Another point of comparison it that 12 is really not about the legal system. From what I’ve read about the original, it made Americans feel fiercely proud of the triumph and efficacy of their sacred institution of trial by jury. Having been in an American jury room, my experience was that the complete absence of distractions, the claustrophobic space and its location on the premises of a hallowed court all inspire a sense of sobriety and a vibe not unlike that at an SAT exam. Mikhalkov’s jury room is under remont -is there anything more Russian than being under remont?- so they must use a school gym for their deliberations. Insert metaphor here! 12 seems to suggest that legal systems, political systems, whatever systems come and go, but people should be compassionate regardless of their system du jour, despite its failures, or indeed precisely because of its failures. It was not pedantic about right v. wrong, winners or losers, or the merits of the legal system. It is mostly about humanity and redemption and aspiring to a higher responsibility. Well, that’s what I got from it, anyway.

~Treatment of Chechnya.

There are many of scenes devoted to the boy on trial, both in his homeland and in his prison cell. These are times when Mikhalkov lets the camera do the talking, providing snapshots of his life, and sometimes pausing to meditate on them. A good decision, since it not only provides a balance to the filmed stage play that is the jury room, but evokes the emotions associated with Chechnya, the horrors of the war, the pride of the people, the memories of a child. It doesn’t gloss over atrocities, and the last scene will probably be one I never forget. It also, without feeling too forced, challenges our assumptions. Apartment building stairwells, picnicking with bandits and a dagger come to mean different things over the course of the film. The boy is repeatedly shown doing a dance, as a child in Chechnya and in his Moscow prison cell. It’s not a silly fun dance done to pass the time, but a folk dance that obviously requires skill and discipline and looks absolutely brilliant! I want to learn to do that dance! Wow.

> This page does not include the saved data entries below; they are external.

PR #668, opened 2025-02-28
Add DBT sql dialect column data types with support for optional --server flag

skidave:
- [x] Tests pass
- [x] ruff format

## Changes

-  `dbt` & `dbt-sources` export formats now support the optional `--server` flag to adapt the DBT column `data_type` to specific SQL dialects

Having seen this and Sokurov’s Aleksandra, I can’t be convinced that Russia, or at least it’s better filmmakers, is unwilling to confront its recent past. Both films take care to show the impact war has had on the people of Chechnya. There’s no chest thumping, nor a blanket condemnation of the war or Russia’s role in it. I think it is a lot more complicated than that. But in both films there is a sense of responsibility. I do think an argument can be made that this paternal approach smacks of colonialism. Maybe someone has written something about that.


12 is gorgeously shot, which is impressive since it mostly takes place inside a school gymnasium. The magical and poetic leitmotifs that characterized Burnt by the Sun show up here. It’s charming. What is the meaning of the little bird? The camera work is not formalist but it is dynamic, keeping what could be a boring film moving. Mikhalkov makes a lot of the lighting, which is a little personal criteria of mine when deciding the creative merit of a film, like an after-dinner coffee at nice restaurant. The acting is phenomenal. I’m the breed of cineaste who thinks acting is best left to the theater, but Sergei Garmash’s performance in this is really worth the rental fee alone. Mikhalkov’s role as the 12th juror, or apostle, or the conscience of the group, or its Savior, complete with a hairdo that evoke a child’s image of God, is admittedly insanely egomaniacal. But it’s also a technically (if not symbolically) very small roll; most of his lines are in the last few minutes of the very long film. Some critics have complained that the characters are unrealistic stereotypes, but if Mikhalkov was going for Dostoyevsky, it works on the whole, with the use of stock characters in a philosophical exercise. The film really is a far more psychological or metaphysical affair than an emotional drama or political statement, which allows him some creative license. If he was going for Mr. D.’s intellectual sophistication, well, the thing is, he isn’t. So, the downside is that it doesn’t stand up to a lot of rational scrutiny, but the upside is it is very watchable indeed.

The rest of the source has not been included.